La pederastia en la Iglesia se hizo pública en el 2002, cuando las víctimas dejaron de esconderse para pedir justicia. Estados Unidos fue el primer país en destapar la vergüenza de los abusos sexuales a niños y adolescentes de ambos sexos en parroquias, colegios y centros atendidos por sacerdotes; tras años de lucha, unos 700 curas fueron despedidos por sus delitos. Para entonces, los responsables de la Iglesia católica llevaban años conociendo los excesos y silenciándolos, en el mejor de los casos apartando al responsable de la atención de los menores, pero también simplemente cambiando a los pederastas de unas parroquias a otras.

Juan Pablo II criticaba los abusos a la vez que tapaba el caso del fundador de los Legionarios de Cristo, el mexicano Marcial Maciel, que violaba a seminaristas y mantenía una familia en paralelo a la Iglesia. Otro ejemplo paradigmático fue el del obispo de Boston, Bernard Law, que tuvo que dimitir en el 2002 por los escándalos -al parecer, encubrió a 150 curas pederastas cambiándolos de parroquia-, pero en el 2004 Juan Pablo II lo nombró arcipreste de la basílica Santa María la Mayor de Roma (de hecho, ofició uno de los funerales del papa).

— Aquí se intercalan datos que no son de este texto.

PR #45, opened 2026-03-16
[integrations] REST API gateway for non-MCP clients

alanshurafa:
## Summary
- Adds an optional REST API Edge Function alongside the MCP server
- 8 routes: search, capture, recent, get/update/delete thought, stats, health
- Unlocks ChatGPT Custom Actions, iPhone Shortcuts, Zapier/Make/n8n, web dashboards, and any tool that speaks HTTP
- Same auth as MCP (x-brain-key header or query param)
- Self-contained — no external dependencies beyond @supabase/supabase-js
- Follows the same README structure as the Slack Capture integration (credential tracker, numbered steps, troubleshooting)

## Why
MCP works great for AI assistants (Claude, Cursor), but many tools only speak HTTP. This gateway gives every app, automation, and device a standard REST door into Open Brain without replacing or competing with MCP.

Tested in production with 75K+ thoughts — all 8 routes verified working (semantic search, text search, capture with metadata extraction, CRUD operations, stats).

## Test plan
- [ ] Deploy to Supabase project via `supabase functions deploy open-brain-rest --no-verify-jwt`
- [ ] Test health endpoint: `GET /health`
- [ ] Capture a thought: `POST /capture` with `{"content": "test thought"}`
- [ ] Search semantically: `POST /search` with `{"query": "test", "limit": 5}`
- [ ] List recent: `GET /recent?limit=5`
- [ ] Get by ID: `GET /thought/:id`
- [ ] Update: `PUT /thought/:id` with `{"content": "updated"}`
- [ ] Delete: `DELETE /thought/:id`
- [ ] Verify CORS headers from browser

🤖 Generated with [Claude Code](https://claude.com/claude-code)

PR #192, opened 2026-04-18
[recipes] Thought enrichment pipeline

alanshurafa:
## Summary

LLM-powered recipe that retroactively classifies existing thoughts with type, importance, quality score, sensitivity tier, and structured metadata (topics, tags, people, action items).

- Supports OpenRouter and Anthropic providers
- Batching, retry, and checkpoint/resume for large backfills
- Sensitivity-tier classification with pattern-based pre-filter
- Separate `backfill-type` and `backfill-sensitivity` scripts for targeted re-runs
- Pure Node.js ESM, no global installs — config via `.env.local`

## Why

Most Open Brain sources hand you raw content. Without enrichment, the `type`, `importance`, `quality_score`, and sensitivity columns from the enhanced-thoughts schema stay null and the thoughts remain hard to retrieve or filter. This recipe is the turn-key way to populate those columns for anyone who's already running Open Brain and has accumulated untyped thoughts.

**Requires** the `schemas/enhanced-thoughts/` columns from [#191](https://github.com/NateBJones-Projects/OB1/pull/191). The README calls that out in Prerequisites.

Part 2 of 12 in the OB1 Alpha Milestone consolidation.

## Test plan

- [ ] Apply `schemas/enhanced-thoughts/schema.sql` first (dependency)
- [ ] Configure `.env.local` with Supabase + one LLM provider key
- [ ] Run `enrich-thoughts.mjs --limit 10` — verify 10 thoughts get classified
- [ ] Re-run with same limit — verify idempotency (already-enriched thoughts skipped)
- [ ] Kill mid-run and resume — verify checkpoint picks up cleanly
- [ ] Run `backfill-sensitivity.mjs --dry-run` — verify pattern matches print but no writes
- [ ] Verify `metadata.json` passes the gate

PR #201, opened 2026-04-18
[integrations] REST API gateway

alanshurafa:
## Summary

Deno/Supabase Edge Function providing a REST API for non-MCP clients — 15 endpoints over thoughts, ingestion, and search.

Hardened per Wave 2.5 review:
- **String IDs** — all thought IDs parsed, validated, and forwarded as strings (not \`Number()\`-coerced). Prevents silent row-identity corruption when IDs cross 2^53 or migrations preserve historical BIGINT values.
- **Robust upsert response parsing** — \`extractThoughtId()\` helper handles scalar, \`{id}\`, \`{thought_id}\`, array-wrapped, and null-returning shapes. No more 500 on a legitimate response.
- **Timing-safe auth** — \`timingSafeEqual()\` XOR-accumulator for \`x-brain-key\` comparison. Early return on missing key; \`.trim()\` handles copy-paste whitespace.
- **CORS allowlist** — \`CORS_ALLOWED_ORIGINS\` env (comma-separated). Legacy default \`*\` preserved for backward compat, but README documents the risk for production.
- **Per-key rate limiting** — 100 req/min default (\`RATE_LIMIT_PER_MIN\` env). SHA-256-hashed keys so logs never leak the raw key. In-memory bucket with \`Retry-After\` response.
- **Ingest proxy hardening** — 60s \`AbortController\` timeout, 1 MB body cap, distinguishes 502 (unreachable), 504 (timeout), invalid-JSON vs forwarded-JSON responses.
- **Sort-column allowlist** — rejects arbitrary column names; prevents schema enumeration and ordering by heavy/PII columns.
- **Error opacity** — top-level catch returns \`{error:"internal_error", code:"GENERIC", error_id:<uuid>}\` and logs full error server-side with the same UUID. No PostgREST constraint names or data values leak to callers.
- **Sensitivity re-detection on update** — \`handleUpdateThought\` runs \`detectSensitivity\` + escalation-only \`resolveSensitivityTier\`. A standard thought rewritten to contain a credit card can no longer stay \`standard\`.

## Why

The stock MCP server is fine for AI clients, but dashboards, scripts, and webhooks need HTTP. This gateway mirrors the core MCP's capture/search/list/update surface over REST with the same auth model (\`x-brain-key\`) — so any client that can do HTTPS + headers can talk to an Open Brain.

Replaces the content from the closed PR #45 bundle with the Wave 2.5 security hardening pass incorporated.

## Test plan

- [ ] POST \`/capture\` with valid key — thought created, ID returned as string
- [ ] POST \`/capture\` with wrong key — 401 returned in constant time (no timing-based key-length leak)
- [ ] Flood 150 requests in 60s with same key — verify 101st gets 429 + \`Retry-After\`
- [ ] GET \`/thoughts?sort=embedding\` — verify 400 (sort column not in allowlist)
- [ ] GET \`/thoughts?sort=created_at\` — verify 200 + sorted results
- [ ] POST \`/update\` changing content to include \`4111-1111-1111-1111\` on a \`standard\` thought — verify tier escalates to \`personal\` or \`restricted\`
- [ ] Unset \`CORS_ALLOWED_ORIGINS\` → verify \`*\` still honored with README warning
- [ ] Set \`CORS_ALLOWED_ORIGINS="https://app.example.com"\` → verify other origins rejected
- [ ] \`deno check index.ts\` + \`_shared/*.ts\`


alanshurafa:
Conflicts with `main`. This is tied to the design discussion in #192; I'll rebase once there's a direction there.

alanshurafa:
Rebased onto `main` — conflicts cleared. The only conflict was a stray repo-wide markdown-lint commit on this branch that collided with `main`'s own lint cleanup; I dropped that commit. The branch's actual changes are untouched. Now mergeable.

alanshurafa:
Both #201 and #202 are single-tenant, shared-key gateways over a service-role backend (RLS bypassed by design). Both now use constant-time key comparison, env-only secrets, and header-only auth — I dropped the `?key=` query param from #201 (it leaked the key into access logs) to match #202. Both READMEs now document the trust model explicitly: single-tenant by design, high-entropy key required (rate limiting is best-effort), and the service-role/RLS-bypass boundary. The auth surface is sound for the intended self-hosted use — ready for your review whenever.

justfinethanku (approved):
Audited for maintainer merge lane: branch is mergeable, Alan already documented the single-tenant trust model clearly, local  passes, and I added the standard Community Contribution badge plus creator credit to the README so the contribution convention is preserved.

justfinethanku (approved):
Audited for the maintainer merge lane: the branch is mergeable, Alan already documented the single-tenant trust model clearly, local Deno type-checking for integrations/rest-api passes, and I added the standard Community Contribution badge plus creator credit to the README so the contribution convention is preserved.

Cuando Ratzinger se convirtió en Benedicto XVI, los escándalos se sucedían y decidió tomar medidas, pero resultaron tímidas: exigió la renuncia de Maciel, pero le evitó un proceso legal; o animó a los obispos que intervinieran activamente. En los años siguientes visitó varios países reconociendo el dolor causado y pidiendo la aplicación de la justicia. Poco más.

Las asociaciones de víctimas recibían al pontífice con manifestaciones porque lo que ellos querían era una compensación pública, moral, económica, social, espiritual y, por encima de todo, un castigo verdadero a los culpables. Además, trascendió que, siendo prefecto para la Doctrina de la Fe, Ratzinger no intervino en los abusos a 200 niños sordos, o que su hermano tapó algún escándalo como director de un coro en Alemania.

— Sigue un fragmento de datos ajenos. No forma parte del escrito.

PR #229, opened 2026-04-23
[integrations] delete_thought MCP

txcfi-scott:
## What it does

Adds a standalone MCP Edge Function that exposes a single new tool: `delete_thought(id)`.

The core Open Brain MCP server does not expose a delete path. As a result, thoughts accumulate forever — there is no way for an AI client to remove a test entry, a duplicate, or something captured in error without dropping into the Supabase SQL editor.

This integration deploys a second Edge Function with exactly one tool, and the core `server/index.ts` is not modified.

## Safety

- **Hard delete.** The row is removed from `thoughts`. Recovery depends on your Supabase project's backup tier (daily backups on paid tiers; Point-in-Time Recovery on higher tiers).
- **Pre-flight fetch.** If the id does not exist, the server returns a clear `Thought not found: <id>` instead of silently succeeding.
- **Audit hook.** If the companion `schemas/thought-audit` schema is installed, the README documents how to extend this function to write an audit row (with prior content + metadata) before the delete so the operation is recoverable from the audit trail. Left out of the base integration to keep its dependencies minimal.

## What it requires

- Working Open Brain setup (just the `thoughts` table from the getting-started guide).
- Supabase CLI for deployment.

No LLM provider is required — this tool does not read or write embeddings.

## Tested

Deployed against a live Supabase Open Brain instance. Verified:

- Deleting an existing UUID returns `Deleted thought <id> (prior content length: N chars).` and the row disappears from the table.
- Deleting a non-existent UUID returns `Thought not found: <id>` with `isError: true`.
- The existing `search_thoughts`, `list_thoughts`, and `capture_thought` tools from the core server continue to work — this integration is additive and side-effect-free for existing connectors.

## Files touched

Only `integrations/delete-thought-mcp/` — stays within the contribution scope check.

## Attribution

Adapted from a multi-participant capture design used across live Claude / ChatGPT / Codex sessions.


alanshurafa:
Thanks for the contribution. The core gap is real — the MCP server has no delete path, and `delete_thought` fills it cleanly: a pre-flight existence check (so the caller gets a clear not-found), a confirmation response, and a standalone connector. The README is honest that this is a hard delete.

One design question worth a maintainer decision: this exposes a hard delete to an AI client, with recovery only via Supabase backups and audit left optional (the README points to `schemas/thought-audit` / #230 as an opt-in extension). An LLM calling `delete_thought` on a wrong or hallucinated UUID is unrecoverable. Worth deciding whether OB1's delete path should be hard delete (this PR) or default to a recoverable soft delete with built-in audit. The code itself is correct for the hard-delete design it implements.

Needs product decision on the delete-path design; recommend maintainer review.

txcfi-scott:
@alanshurafa Alan's question is load-bearing — you're right that exposing a hard delete to an AI client with backup-only recovery is a design decision, not just a process concern. Having thought about it more, I think the better default for OB1's delete path is a recoverable soft-delete with built-in age-out.

**Preferred design:** add a `deleted_at TIMESTAMPTZ` column to `thoughts`. The `delete_thought` tool sets `deleted_at = NOW()` rather than issuing a `DELETE FROM`. All read queries — `search_thoughts`, `list_thoughts`, `capture_thought` responses, stats — filter `WHERE deleted_at IS NULL`, so normal callers see no change in semantics. A scheduled age-out job (Supabase cron or an external timer) hard-deletes rows where `deleted_at < NOW() - INTERVAL '30 days'` — open to a different retention window if there's prior art in the repo. A new `recover_thought(id)` RPC sets `deleted_at = NULL` for any row still within the window.

The practical gain: an LLM calling `delete_thought` on a wrong or hallucinated UUID is recoverable for 30 days without needing to touch Supabase backups or an optional audit schema. The cost is real — this is bigger than a single connector change. It requires a new migration, touches every read query in the core server, and needs the age-out job placed somewhere. Not a trivial scope expansion.

**Two paths for sequencing:** (a) revise this PR in-place to implement soft-delete + age-out + recovery — bigger commit but a cleaner story for the delete path; or (b) merge or leave this PR as-is and open a follow-up PR that adds soft-delete as a first-class schema feature, superseding or wrapping this connector. Nate, which sequencing makes more sense from a release cadence standpoint?

Thanks again, Alan — this was the kind of question that actually changed the design.

JodieM:
Any update on this please? I would love to be able to delete thoughts no longer relevant, but I do not need to go the full dashboard app route

txcfi-scott:
Hi Jodie — thanks for jumping in. Genuinely useful to hear from someone who wants the capability but doesn't want to stand up a whole dashboard for it.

En el 2010, Benedicto XVI cumplía cinco años de papa mientras la curia, atosigada por las denuncias, negaba la mayor: «Hay un ataque programado que utiliza la pedofilia como pretexto», decía el cardenal Saraiva repitiendo la consigna. Entonces llegó la sorpresa. En mayo, Benedicto XVI viajaba a Fátima y reconocía abiertamente que en esta crisis solo había un culpable, la Iglesia; que pedir perdón era necesario pero no suficiente, que había que denunciar a los pederastas; que no existían los ataques externos a la Iglesia porque ya le llegaba el daño que se hacía desde dentro; y que matar al mensajero (la prensa) no eliminaba el problema. Convocó en noviembre a todos los cardenales, les explicó que tenían que denunciar a la justicia civil los casos y les dio una hoja de ruta en la que se incluía la atención a las víctimas; exigió tolerancia cero y vigilancia para que no volviese a pasar nada parecido. Destituyó a dos obispos díscolos -el de Brujas era pederasta-.

Han pasado dos años. El Vaticano ha sacado la primera estadística: 3.000 curas pedófilos, de los que 300 atacaban a niños pequeños, no adolescentes; el 60 % de los casos prescribieron, el 20 % están en proceso legal; un 10 % fueron expulsados por el papa y otro 10 % pidió la dispensa para abandonar la Iglesia. Los datos ajenos multiplican estas cifras por dos o tres.

¿Es suficiente lo hecho? Aun muchos obispos no colaboran con la justicia local, en África y Asia apenas se ha abordado el problema y las víctimas siguen reclamando cárcel para los pederastas. Los que creen que la crisis se ha encauzado -cerrarla llevará muchos años- piden tiempo.